Table 4 evaluation results of bactericidal effect of sample of example 5

Tables 3 and 4 show that the samples of examples 4 and 5 have good bactericidal effects against Sulfate Reducing Bacteria (SRB) and saprophytic bacteria (TGB) in oily sewage.

The foregoing is a more detailed description of the invention and it is not intended that the invention be limited to the specific embodiments described herein, but that various modifications, alterations, and substitutions may be made by those skilled in the art without departing from the spirit of the invention, which should be construed to fall within the scope of the invention as defined by the appended claims.

Claims (7)

1. The application of the star-shaped compound carrying dense charges as a bactericide is characterized in that the compound is applied to the bacterial treatment for controlling the oily sewage of the oil field, and the structural formula of the compound is as follows:

wherein R1-is-CH₃or-CH₂CH₃；

Or R₁-is C₁₂～C₁₈Alkyl group of (1).

2. The application of the star-shaped compound carrying the dense charges as the bactericide according to claim 1, wherein the addition concentration of the star-shaped compound as the bactericide is 10-50 mg/L.

3. The application of the star-shaped compound carrying the dense charges as the bactericide of claim 1, wherein the preparation method of the star-shaped compound carrying the dense charges comprises the following steps:

adding trimethylolpropane-tris (3-aziridinyl propionate) reaction liquid into methylamine or ethylamine aqueous solution or long-chain fatty primary amine ethanol solution and an acid catalyst to perform aziridine ring-opening reaction, and reacting at 40-70 ℃ for 5-7 h;

under the alkalescent condition, adding 3-chloro-2-hydroxypropyl-trimethyl ammonium chloride aqueous solution into the reactant to carry out quaternization reaction, and reacting for 4-8 h at 50-70 ℃; removing insoluble substances after the reaction is finished, concentrating the reaction solution, purifying and separating the product by using a toluene column chromatography, and drying in vacuum until the weight is constant to obtain the product.

4. Use of a star-shaped charge-dense compound as fungicide according to claim 3 characterized in that in the aziridine ring-opening reaction the trimethylolpropane-tris (3-aziridinylpropionate) and methylamine or ethylamine are in a molar ratio of 1: 3.

5. The application of the star-shaped compound carrying dense charges as the bactericide of claim 3, wherein in the aziridine ring-opening reaction, the acidic catalyst is 85% by mass of phosphoric acid aqueous solution, and the amount of the acidic catalyst is 1% of the total mass of the raw materials.

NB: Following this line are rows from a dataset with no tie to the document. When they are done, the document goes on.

Issue #119, opened 2021-05-31
Enhance overall code quality


sebinside:
There is a major restructuring effort left, even after the v3.0.0 release. This includes:
- [x] Rework JPlag options
- [x] Rework Greedy String Tiling class
- [x] Rework exit exception (moved to #245)
- [x] Clean JPlag class

Alberth289346:
Yesterday I fixed a bug in path handling, and ran into lots of opportunities to refactor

6. The application of the star-shaped compound carrying dense charges as the bactericide of claim 3, wherein in the quaternization reaction, the pH value is 9-10 under the weak alkaline condition, and the reaction solution is K₂CO₃And adjusting to alkalescence.

7. Use of a star-shaped compound carrying a dense charge as fungicide according to claim 3 characterized in that the amount of substance of 3-chloro-2-hydroxypropyl-trimethylammonium chloride in quaternization is 6 times that of trimethylolpropane-tris (3-aziridinylpropionate).